Records from a dataset:
● ● ●
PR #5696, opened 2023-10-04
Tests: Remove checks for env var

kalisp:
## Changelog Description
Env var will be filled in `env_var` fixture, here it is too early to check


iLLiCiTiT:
● ● ●
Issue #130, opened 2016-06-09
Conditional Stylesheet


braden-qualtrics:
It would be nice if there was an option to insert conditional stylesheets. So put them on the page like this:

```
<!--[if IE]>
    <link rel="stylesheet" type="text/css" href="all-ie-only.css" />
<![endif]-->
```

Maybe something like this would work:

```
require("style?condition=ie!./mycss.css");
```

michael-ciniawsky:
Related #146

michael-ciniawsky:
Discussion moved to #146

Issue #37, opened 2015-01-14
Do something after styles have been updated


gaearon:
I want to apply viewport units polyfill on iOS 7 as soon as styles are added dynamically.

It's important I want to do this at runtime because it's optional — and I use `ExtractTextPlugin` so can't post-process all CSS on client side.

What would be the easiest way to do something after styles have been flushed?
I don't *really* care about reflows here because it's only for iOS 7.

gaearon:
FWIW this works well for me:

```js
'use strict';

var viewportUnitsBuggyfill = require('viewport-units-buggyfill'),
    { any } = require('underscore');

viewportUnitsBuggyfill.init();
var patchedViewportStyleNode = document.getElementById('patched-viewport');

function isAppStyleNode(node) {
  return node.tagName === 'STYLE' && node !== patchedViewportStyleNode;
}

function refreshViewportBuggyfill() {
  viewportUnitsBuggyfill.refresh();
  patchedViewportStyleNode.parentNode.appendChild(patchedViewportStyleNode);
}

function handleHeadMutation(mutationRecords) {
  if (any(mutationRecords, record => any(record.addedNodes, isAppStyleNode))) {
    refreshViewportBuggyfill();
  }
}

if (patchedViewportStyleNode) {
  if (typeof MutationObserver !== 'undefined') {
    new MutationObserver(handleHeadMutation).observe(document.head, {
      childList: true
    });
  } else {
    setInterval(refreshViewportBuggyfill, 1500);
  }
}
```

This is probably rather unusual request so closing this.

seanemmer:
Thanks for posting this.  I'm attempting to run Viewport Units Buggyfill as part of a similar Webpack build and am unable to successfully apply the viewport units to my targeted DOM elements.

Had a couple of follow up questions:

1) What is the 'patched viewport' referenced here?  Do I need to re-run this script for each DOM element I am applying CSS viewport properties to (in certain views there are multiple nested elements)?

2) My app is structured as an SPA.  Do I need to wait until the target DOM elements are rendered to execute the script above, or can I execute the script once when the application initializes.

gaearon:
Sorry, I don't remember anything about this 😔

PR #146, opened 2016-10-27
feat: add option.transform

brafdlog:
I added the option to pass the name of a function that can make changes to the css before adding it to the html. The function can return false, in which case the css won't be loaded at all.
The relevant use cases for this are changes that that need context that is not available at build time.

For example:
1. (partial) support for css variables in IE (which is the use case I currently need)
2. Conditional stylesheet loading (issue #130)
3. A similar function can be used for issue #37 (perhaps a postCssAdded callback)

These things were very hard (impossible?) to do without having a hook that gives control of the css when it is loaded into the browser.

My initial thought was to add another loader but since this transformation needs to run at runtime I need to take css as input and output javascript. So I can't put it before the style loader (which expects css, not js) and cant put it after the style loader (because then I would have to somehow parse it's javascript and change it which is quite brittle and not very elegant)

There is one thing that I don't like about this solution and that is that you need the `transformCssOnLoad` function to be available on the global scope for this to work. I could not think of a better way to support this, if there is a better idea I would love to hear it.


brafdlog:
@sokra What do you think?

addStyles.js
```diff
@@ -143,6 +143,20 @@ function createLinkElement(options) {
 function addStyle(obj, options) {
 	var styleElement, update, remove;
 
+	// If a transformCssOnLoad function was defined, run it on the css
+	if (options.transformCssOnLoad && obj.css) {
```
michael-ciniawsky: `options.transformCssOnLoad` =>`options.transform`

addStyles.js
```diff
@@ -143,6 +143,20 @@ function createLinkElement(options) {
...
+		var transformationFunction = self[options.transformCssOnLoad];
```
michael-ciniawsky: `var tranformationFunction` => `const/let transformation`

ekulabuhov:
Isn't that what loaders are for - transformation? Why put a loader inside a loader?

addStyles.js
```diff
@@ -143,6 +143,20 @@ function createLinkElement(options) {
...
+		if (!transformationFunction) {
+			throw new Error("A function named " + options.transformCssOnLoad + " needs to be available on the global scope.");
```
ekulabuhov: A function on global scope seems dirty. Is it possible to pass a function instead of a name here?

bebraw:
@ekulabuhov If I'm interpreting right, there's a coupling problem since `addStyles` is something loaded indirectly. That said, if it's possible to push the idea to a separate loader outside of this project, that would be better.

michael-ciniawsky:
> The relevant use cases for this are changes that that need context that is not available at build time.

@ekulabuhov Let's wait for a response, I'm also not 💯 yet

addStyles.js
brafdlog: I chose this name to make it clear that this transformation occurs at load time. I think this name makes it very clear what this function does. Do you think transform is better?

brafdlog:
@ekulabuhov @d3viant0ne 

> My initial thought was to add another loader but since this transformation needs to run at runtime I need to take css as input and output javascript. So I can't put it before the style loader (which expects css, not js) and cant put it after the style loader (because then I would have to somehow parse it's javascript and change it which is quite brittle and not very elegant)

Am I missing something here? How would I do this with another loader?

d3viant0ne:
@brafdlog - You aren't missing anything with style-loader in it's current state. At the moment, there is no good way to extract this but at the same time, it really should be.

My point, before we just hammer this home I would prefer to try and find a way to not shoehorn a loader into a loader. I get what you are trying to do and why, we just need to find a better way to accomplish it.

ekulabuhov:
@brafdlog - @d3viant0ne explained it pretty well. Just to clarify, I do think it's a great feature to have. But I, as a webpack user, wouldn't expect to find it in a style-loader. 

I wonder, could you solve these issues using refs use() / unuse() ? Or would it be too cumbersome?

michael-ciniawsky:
● ● ●
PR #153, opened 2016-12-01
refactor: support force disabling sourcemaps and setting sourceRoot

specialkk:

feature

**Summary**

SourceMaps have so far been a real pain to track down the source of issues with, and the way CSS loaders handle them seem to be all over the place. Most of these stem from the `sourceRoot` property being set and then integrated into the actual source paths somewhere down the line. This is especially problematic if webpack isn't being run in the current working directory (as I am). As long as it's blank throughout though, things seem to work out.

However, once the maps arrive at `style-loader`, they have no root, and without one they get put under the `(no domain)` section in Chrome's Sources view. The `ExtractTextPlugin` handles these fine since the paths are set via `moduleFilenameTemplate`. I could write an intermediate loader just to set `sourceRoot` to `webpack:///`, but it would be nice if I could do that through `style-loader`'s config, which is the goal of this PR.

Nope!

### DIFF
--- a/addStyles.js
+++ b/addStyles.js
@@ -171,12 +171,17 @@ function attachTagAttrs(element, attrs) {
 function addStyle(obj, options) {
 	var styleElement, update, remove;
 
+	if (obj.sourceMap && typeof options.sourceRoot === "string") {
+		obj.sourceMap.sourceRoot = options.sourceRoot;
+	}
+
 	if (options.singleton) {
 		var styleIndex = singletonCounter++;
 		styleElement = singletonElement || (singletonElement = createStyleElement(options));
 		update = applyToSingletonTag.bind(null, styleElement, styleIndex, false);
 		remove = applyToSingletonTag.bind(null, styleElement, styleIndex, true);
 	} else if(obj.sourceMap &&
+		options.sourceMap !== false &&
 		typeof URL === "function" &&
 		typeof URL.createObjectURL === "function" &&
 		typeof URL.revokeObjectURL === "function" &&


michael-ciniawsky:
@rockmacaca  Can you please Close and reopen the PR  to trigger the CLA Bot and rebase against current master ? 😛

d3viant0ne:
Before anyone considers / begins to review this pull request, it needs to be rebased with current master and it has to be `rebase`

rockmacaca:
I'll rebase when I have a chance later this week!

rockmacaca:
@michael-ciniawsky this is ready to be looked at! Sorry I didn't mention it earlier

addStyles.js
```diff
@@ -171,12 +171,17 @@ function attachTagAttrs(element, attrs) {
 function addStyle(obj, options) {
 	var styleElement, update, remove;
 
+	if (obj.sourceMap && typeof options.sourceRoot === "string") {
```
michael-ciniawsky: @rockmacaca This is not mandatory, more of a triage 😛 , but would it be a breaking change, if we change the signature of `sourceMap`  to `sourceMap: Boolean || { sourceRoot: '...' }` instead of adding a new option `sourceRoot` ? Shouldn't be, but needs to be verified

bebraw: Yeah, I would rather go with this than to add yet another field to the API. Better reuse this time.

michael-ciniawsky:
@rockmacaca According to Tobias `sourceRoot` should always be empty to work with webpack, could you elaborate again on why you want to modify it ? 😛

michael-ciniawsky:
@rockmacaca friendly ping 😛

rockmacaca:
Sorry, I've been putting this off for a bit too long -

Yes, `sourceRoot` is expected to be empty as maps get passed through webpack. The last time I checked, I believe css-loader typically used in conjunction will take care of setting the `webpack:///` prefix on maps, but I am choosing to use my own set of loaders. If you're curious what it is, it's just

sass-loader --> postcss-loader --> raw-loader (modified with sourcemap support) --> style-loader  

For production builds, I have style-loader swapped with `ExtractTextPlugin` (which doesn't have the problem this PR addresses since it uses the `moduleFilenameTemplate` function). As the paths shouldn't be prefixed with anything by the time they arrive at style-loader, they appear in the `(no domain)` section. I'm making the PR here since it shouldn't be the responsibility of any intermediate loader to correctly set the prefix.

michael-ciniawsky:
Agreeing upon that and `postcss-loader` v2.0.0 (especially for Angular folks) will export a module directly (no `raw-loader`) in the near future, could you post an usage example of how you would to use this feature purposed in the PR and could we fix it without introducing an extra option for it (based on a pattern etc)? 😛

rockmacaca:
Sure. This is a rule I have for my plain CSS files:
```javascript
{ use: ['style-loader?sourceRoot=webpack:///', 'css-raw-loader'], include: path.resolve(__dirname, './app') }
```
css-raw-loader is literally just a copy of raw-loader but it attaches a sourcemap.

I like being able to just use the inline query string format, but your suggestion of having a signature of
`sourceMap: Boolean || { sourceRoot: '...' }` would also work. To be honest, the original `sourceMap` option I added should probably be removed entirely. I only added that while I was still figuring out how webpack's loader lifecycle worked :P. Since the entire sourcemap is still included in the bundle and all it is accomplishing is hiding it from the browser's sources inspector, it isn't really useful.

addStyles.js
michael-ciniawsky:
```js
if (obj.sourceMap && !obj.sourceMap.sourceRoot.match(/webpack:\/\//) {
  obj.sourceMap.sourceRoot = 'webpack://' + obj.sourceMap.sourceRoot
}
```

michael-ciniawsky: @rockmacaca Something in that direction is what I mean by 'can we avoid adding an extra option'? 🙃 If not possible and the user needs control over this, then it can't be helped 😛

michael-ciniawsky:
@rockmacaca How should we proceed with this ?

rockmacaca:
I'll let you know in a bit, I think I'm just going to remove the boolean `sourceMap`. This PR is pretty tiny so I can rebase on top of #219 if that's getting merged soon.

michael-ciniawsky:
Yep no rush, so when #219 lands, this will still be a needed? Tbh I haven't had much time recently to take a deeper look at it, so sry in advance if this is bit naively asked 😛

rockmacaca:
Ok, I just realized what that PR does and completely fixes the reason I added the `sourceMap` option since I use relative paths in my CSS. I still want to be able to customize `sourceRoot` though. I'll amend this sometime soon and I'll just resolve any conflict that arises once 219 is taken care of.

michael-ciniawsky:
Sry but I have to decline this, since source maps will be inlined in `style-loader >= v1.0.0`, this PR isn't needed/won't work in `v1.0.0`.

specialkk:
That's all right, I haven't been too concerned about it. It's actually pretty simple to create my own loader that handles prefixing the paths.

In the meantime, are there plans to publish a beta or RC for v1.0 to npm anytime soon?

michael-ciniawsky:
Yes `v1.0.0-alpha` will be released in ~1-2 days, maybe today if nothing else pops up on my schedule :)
● ● ●
• _Work item_
The required output is the stretch of entries above from the line containing "In the meantime, are" through the line containing "my schedule :)", reproduced exactly.

• _Task output_
In the meantime, are there plans to publish a beta or RC for v1.0 to npm anytime soon?

michael-ciniawsky:
Yes `v1.0.0-alpha` will be released in ~1-2 days, maybe today if nothing else pops up on my schedule :)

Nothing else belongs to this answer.